• Task instructions
The answer must be an exact transcription of every record.

Segment Start: Extracted data

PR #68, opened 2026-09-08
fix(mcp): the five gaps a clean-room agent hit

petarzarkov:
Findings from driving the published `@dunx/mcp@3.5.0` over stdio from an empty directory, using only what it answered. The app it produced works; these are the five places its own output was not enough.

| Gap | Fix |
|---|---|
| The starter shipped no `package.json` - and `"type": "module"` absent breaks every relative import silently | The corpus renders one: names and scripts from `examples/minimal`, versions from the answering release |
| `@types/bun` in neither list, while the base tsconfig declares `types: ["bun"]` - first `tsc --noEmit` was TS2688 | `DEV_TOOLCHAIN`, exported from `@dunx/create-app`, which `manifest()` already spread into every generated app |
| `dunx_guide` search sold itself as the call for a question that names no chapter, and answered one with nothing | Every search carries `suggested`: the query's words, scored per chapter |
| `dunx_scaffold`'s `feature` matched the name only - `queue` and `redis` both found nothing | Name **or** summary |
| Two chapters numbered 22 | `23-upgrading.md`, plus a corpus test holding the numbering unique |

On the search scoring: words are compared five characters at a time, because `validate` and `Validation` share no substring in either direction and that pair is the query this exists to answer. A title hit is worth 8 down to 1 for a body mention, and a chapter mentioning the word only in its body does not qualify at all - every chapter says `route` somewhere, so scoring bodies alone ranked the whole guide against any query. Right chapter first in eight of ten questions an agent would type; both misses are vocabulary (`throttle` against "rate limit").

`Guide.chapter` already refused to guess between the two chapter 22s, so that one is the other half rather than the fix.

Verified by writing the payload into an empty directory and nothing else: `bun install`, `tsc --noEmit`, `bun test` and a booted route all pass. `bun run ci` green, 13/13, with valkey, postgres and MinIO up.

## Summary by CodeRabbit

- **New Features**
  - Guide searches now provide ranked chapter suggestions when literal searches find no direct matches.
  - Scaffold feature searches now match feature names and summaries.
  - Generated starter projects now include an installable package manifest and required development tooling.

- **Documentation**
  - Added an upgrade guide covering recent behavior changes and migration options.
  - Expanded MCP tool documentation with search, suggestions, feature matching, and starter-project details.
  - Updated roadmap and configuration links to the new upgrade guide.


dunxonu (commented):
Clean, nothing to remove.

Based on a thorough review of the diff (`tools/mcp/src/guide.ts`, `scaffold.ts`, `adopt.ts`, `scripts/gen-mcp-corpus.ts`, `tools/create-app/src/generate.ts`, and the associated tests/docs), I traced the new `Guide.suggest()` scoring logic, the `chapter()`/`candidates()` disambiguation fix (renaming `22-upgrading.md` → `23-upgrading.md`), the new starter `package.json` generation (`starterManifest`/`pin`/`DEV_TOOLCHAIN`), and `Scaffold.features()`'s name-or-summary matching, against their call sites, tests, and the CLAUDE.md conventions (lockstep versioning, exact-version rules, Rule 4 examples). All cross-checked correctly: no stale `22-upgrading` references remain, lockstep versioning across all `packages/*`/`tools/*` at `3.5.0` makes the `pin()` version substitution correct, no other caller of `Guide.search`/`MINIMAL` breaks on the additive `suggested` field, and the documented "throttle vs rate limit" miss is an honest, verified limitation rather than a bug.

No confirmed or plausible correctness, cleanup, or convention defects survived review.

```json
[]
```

Segment End: Extracted data

• Response to the task
PR #68, opened 2026-09-08
fix(mcp): the five gaps a clean-room agent hit

petarzarkov:
Findings from driving the published `@dunx/mcp@3.5.0` over stdio from an empty directory, using only what it answered. The app it produced works; these are the five places its own output was not enough.

| Gap | Fix |
|---|---|
| The starter shipped no `package.json` - and `"type": "module"` absent breaks every relative import silently | The corpus renders one: names and scripts from `examples/minimal`, versions from the answering release |
| `@types/bun` in neither list, while the base tsconfig declares `types: ["bun"]` - first `tsc --noEmit` was TS2688 | `DEV_TOOLCHAIN`, exported from `@dunx/create-app`, which `manifest()` already spread into every generated app |
| `dunx_guide` search sold itself as the call for a question that names no chapter, and answered one with nothing | Every search carries `suggested`: the query's words, scored per chapter |
| `dunx_scaffold`'s `feature` matched the name only - `queue` and `redis` both found nothing | Name **or** summary |
| Two chapters numbered 22 | `23-upgrading.md`, plus a corpus test holding the numbering unique |

On the search scoring: words are compared five characters at a time, because `validate` and `Validation` share no substring in either direction and that pair is the query this exists to answer. A title hit is worth 8 down to 1 for a body mention, and a chapter mentioning the word only in its body does not qualify at all - every chapter says `route` somewhere, so scoring bodies alone ranked the whole guide against any query. Right chapter first in eight of ten questions an agent would type; both misses are vocabulary (`throttle` against "rate limit").

`Guide.chapter` already refused to guess between the two chapter 22s, so that one is the other half rather than the fix.

Verified by writing the payload into an empty directory and nothing else: `bun install`, `tsc --noEmit`, `bun test` and a booted route all pass. `bun run ci` green, 13/13, with valkey, postgres and MinIO up.

## Summary by CodeRabbit

- **New Features**
  - Guide searches now provide ranked chapter suggestions when literal searches find no direct matches.
  - Scaffold feature searches now match feature names and summaries.
  - Generated starter projects now include an installable package manifest and required development tooling.

- **Documentation**
  - Added an upgrade guide covering recent behavior changes and migration options.
  - Expanded MCP tool documentation with search, suggestions, feature matching, and starter-project details.
  - Updated roadmap and configuration links to the new upgrade guide.


dunxonu (commented):
Clean, nothing to remove.

Based on a thorough review of the diff (`tools/mcp/src/guide.ts`, `scaffold.ts`, `adopt.ts`, `scripts/gen-mcp-corpus.ts`, `tools/create-app/src/generate.ts`, and the associated tests/docs), I traced the new `Guide.suggest()` scoring logic, the `chapter()`/`candidates()` disambiguation fix (renaming `22-upgrading.md` → `23-upgrading.md`), the new starter `package.json` generation (`starterManifest`/`pin`/`DEV_TOOLCHAIN`), and `Scaffold.features()`'s name-or-summary matching, against their call sites, tests, and the CLAUDE.md conventions (lockstep versioning, exact-version rules, Rule 4 examples). All cross-checked correctly: no stale `22-upgrading` references remain, lockstep versioning across all `packages/*`/`tools/*` at `3.5.0` makes the `pin()` version substitution correct, no other caller of `Guide.search`/`MINIMAL` breaks on the additive `suggested` field, and the documented "throttle vs rate limit" miss is an honest, verified limitation rather than a bug.

No confirmed or plausible correctness, cleanup, or convention defects survived review.

```json
[]
```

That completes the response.